ASSIGNMENT: Output each entry exactly as written.

Saved data entries
PR #2738, opened 2021-05-11
Improve tunnel settings verification

pronebird:

Git checklist:

We've got a couple of problem reports with logs pointing at missing Keychain entries. It turned out that when settings up a new device from backup, the Keychain entries may not be restored. At the same time user preferences are usually restored from backup. 

Since we store the account token and expiry in user preferences, and VPN tunnel settings in Keychain, this would cause the inconsistent state inside of the app. Even better, the custom VPN configuration (tunnel) created by our app would be restored too but then contain the broken persistent keychain reference to tunnel settings and would ultimately fail to start the tunnel.

This PR improves the system VPN configuration (tunnel) and tunnel settings verification. In case when we have keychain entry, we can simply remove the VPN configuration (tunnel) from the system and then re-create it once user hits the button to connect the tunnel (this usually pops the system dialog to grant permissions to add VPN configuration). 

In all other cases we have to log out user since if we don't have Keychain entry with tunnel settings, it also means that we don't have a private key for the tunnel and we create it and push the public key to our servers during log-in to receive the WireGuard associated addresses. Doing it this way also avoids implicit networking.

---
This change is [Reviewable](https://reviewable.io/reviews/mullvad/mullvadvpn-app/2738)

### DIFF
--- a/ios/CHANGELOG.md
+++ b/ios/CHANGELOG.md
@@ -34,6 +34,8 @@ Line wrap the file at 100 chars.                                              Th
   disable on-demand when stopping the tunnel from within the app.
 - Fix bug that caused the app to skip tunnel settings migration from older versions of the app.
 - Localize some of well known StoreKit errors so that they look less cryptic when presented to user.
+- Improve tunnel settings verification to address issues with broken tunnel and missing Keychain
+  entries to tunnel settings in cases such as when setting up a new device from backup.
 
 
 ## [2021.1] - 2021-03-16


jvff (approved):
:lgtm:

> Reviewed 2 of 7 files at r1.
> *[Reviewable](https://reviewable.io/reviews/mullvad/mullvadvpn-app/2738#-:-M_S2qpbEmZ_zYrWNd72:bnfp4nl)* status: :shipit: complete! all files reviewed, all discussions resolved

PR #2745, opened 2021-05-17
iOS 12 fixes for iPad app

pronebird:

Git checklist:

- Since login controller is now being wrapped in `RootContainer`, we have to proxy `disablesAutomaticKeyboardDismissal` to the child controllers to make sure that user can dismiss the keyboard when in formsheet presentation on iPad.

RESPONSE TO THE TASK:
PR #2738, opened 2021-05-11
Improve tunnel settings verification

pronebird:

Git checklist:

We've got a couple of problem reports with logs pointing at missing Keychain entries. It turned out that when settings up a new device from backup, the Keychain entries may not be restored. At the same time user preferences are usually restored from backup. 

Since we store the account token and expiry in user preferences, and VPN tunnel settings in Keychain, this would cause the inconsistent state inside of the app. Even better, the custom VPN configuration (tunnel) created by our app would be restored too but then contain the broken persistent keychain reference to tunnel settings and would ultimately fail to start the tunnel.

This PR improves the system VPN configuration (tunnel) and tunnel settings verification. In case when we have keychain entry, we can simply remove the VPN configuration (tunnel) from the system and then re-create it once user hits the button to connect the tunnel (this usually pops the system dialog to grant permissions to add VPN configuration). 

In all other cases we have to log out user since if we don't have Keychain entry with tunnel settings, it also means that we don't have a private key for the tunnel and we create it and push the public key to our servers during log-in to receive the WireGuard associated addresses. Doing it this way also avoids implicit networking.

---
This change is [Reviewable](https://reviewable.io/reviews/mullvad/mullvadvpn-app/2738)

### DIFF
--- a/ios/CHANGELOG.md
+++ b/ios/CHANGELOG.md
@@ -34,6 +34,8 @@ Line wrap the file at 100 chars.                                              Th
   disable on-demand when stopping the tunnel from within the app.
 - Fix bug that caused the app to skip tunnel settings migration from older versions of the app.
 - Localize some of well known StoreKit errors so that they look less cryptic when presented to user.
+- Improve tunnel settings verification to address issues with broken tunnel and missing Keychain
+  entries to tunnel settings in cases such as when setting up a new device from backup.
 
 
 ## [2021.1] - 2021-03-16


jvff (approved):
:lgtm:

> Reviewed 2 of 7 files at r1.
> *[Reviewable](https://reviewable.io/reviews/mullvad/mullvadvpn-app/2738#-:-M_S2qpbEmZ_zYrWNd72:bnfp4nl)* status: :shipit: complete! all files reviewed, all discussions resolved

PR #2745, opened 2021-05-17
iOS 12 fixes for iPad app

pronebird:

Git checklist:

- Since login controller is now being wrapped in `RootContainer`, we have to proxy `disablesAutomaticKeyboardDismissal` to the child controllers to make sure that user can dismiss the keyboard when in formsheet presentation on iPad.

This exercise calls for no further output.